## TASK OBJECTIVE
Which lines of the records below contain the word "context"? Copy each of them out.

## EXERCISE INPUT
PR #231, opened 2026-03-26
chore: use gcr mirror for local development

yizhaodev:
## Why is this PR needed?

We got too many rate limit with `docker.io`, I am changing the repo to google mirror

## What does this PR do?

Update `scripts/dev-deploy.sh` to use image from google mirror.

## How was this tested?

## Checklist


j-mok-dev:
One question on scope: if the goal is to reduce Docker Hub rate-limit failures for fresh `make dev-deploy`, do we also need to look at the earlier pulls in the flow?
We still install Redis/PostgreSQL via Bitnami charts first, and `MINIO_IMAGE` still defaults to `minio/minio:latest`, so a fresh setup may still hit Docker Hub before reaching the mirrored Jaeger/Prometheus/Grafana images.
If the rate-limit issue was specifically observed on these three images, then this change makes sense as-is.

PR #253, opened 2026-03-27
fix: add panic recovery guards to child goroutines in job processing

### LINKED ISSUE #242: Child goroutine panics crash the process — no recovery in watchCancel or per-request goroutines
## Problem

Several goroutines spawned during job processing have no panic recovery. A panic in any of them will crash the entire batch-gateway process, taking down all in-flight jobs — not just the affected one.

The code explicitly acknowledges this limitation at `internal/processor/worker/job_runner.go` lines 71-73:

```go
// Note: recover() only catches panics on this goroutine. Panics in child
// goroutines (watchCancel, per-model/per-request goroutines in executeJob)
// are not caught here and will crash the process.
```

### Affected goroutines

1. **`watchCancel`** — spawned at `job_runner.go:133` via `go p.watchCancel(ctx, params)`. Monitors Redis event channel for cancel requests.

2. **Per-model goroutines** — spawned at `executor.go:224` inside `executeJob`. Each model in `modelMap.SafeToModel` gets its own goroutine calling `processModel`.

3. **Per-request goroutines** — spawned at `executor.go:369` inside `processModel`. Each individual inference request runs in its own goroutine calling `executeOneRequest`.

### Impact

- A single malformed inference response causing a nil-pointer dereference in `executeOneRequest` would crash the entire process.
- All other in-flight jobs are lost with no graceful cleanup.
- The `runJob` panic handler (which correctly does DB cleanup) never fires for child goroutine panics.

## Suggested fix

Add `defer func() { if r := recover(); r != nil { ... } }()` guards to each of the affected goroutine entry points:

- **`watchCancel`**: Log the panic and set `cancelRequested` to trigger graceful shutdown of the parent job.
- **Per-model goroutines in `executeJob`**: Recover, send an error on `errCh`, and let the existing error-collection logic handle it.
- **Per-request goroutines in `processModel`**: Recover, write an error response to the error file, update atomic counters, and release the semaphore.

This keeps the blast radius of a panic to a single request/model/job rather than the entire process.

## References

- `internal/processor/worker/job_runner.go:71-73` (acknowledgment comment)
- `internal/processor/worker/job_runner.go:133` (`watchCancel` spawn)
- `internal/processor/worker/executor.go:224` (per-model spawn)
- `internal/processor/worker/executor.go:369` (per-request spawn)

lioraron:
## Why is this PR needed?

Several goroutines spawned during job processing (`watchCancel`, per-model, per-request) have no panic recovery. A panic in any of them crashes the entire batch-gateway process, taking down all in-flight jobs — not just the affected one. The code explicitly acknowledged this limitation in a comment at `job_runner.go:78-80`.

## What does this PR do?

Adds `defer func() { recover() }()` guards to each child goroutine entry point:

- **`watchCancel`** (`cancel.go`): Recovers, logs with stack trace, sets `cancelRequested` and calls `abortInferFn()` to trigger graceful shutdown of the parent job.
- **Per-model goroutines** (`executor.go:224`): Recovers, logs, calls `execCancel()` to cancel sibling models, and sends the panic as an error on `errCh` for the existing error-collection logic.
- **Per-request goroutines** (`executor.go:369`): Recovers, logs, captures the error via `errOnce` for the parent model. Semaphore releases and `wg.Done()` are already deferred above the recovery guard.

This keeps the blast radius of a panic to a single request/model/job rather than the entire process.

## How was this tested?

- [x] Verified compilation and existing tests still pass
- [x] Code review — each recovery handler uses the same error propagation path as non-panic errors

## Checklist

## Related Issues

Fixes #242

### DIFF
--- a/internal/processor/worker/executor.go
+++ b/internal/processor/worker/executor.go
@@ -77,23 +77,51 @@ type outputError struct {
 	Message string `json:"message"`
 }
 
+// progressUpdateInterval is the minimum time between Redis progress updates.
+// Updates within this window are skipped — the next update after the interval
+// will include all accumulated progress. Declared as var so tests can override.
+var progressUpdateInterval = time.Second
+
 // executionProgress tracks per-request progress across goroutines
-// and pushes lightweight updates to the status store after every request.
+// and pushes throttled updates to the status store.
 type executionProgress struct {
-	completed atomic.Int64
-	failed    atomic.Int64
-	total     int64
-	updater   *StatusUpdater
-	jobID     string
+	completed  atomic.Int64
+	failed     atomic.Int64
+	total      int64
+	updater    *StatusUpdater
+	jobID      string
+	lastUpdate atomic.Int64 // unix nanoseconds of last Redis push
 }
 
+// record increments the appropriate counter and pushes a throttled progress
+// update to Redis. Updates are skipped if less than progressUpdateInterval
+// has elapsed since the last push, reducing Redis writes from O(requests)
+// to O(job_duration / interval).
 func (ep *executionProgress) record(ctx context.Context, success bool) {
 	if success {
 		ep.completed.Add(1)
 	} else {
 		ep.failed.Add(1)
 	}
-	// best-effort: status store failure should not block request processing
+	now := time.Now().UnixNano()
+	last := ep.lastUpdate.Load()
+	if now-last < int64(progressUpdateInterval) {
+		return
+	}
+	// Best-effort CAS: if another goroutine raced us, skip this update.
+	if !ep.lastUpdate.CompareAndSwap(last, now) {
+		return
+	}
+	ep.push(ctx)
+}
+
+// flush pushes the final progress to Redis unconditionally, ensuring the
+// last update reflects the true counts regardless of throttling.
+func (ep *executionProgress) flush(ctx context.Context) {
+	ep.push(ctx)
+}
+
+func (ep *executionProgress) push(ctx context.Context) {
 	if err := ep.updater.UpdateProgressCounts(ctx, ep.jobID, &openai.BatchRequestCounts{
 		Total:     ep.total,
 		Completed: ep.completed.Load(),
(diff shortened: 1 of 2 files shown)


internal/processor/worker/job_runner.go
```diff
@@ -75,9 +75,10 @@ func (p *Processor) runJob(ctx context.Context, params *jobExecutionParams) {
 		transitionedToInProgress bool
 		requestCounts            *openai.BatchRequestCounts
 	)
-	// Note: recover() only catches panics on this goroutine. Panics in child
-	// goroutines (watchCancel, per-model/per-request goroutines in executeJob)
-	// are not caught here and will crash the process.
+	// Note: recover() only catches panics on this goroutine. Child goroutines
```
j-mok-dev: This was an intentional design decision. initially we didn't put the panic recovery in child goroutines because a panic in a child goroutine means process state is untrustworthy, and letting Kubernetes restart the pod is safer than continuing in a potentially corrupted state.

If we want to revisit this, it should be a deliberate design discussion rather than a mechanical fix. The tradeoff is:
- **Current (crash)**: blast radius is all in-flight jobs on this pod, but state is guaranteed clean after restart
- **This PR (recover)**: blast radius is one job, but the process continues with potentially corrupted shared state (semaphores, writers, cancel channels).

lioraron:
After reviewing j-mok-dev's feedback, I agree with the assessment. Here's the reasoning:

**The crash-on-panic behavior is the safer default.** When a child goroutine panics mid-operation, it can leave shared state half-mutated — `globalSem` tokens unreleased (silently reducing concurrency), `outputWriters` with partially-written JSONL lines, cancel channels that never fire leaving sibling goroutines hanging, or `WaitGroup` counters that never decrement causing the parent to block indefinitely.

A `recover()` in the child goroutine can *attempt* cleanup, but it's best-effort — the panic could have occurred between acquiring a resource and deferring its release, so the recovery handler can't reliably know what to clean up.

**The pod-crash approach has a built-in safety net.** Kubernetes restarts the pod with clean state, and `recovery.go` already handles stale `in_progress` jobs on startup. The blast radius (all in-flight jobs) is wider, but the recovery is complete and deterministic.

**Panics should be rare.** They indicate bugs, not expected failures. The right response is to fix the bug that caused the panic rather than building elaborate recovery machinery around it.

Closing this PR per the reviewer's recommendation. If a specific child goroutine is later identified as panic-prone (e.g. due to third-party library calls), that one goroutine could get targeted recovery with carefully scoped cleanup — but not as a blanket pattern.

## RESPONSE BOX
 func (ep *executionProgress) record(ctx context.Context, success bool) {
+func (ep *executionProgress) flush(ctx context.Context) {
+func (ep *executionProgress) push(ctx context.Context) {
@@ -75,9 +75,10 @@ func (p *Processor) runJob(ctx context.Context, params *jobExecutionParams) {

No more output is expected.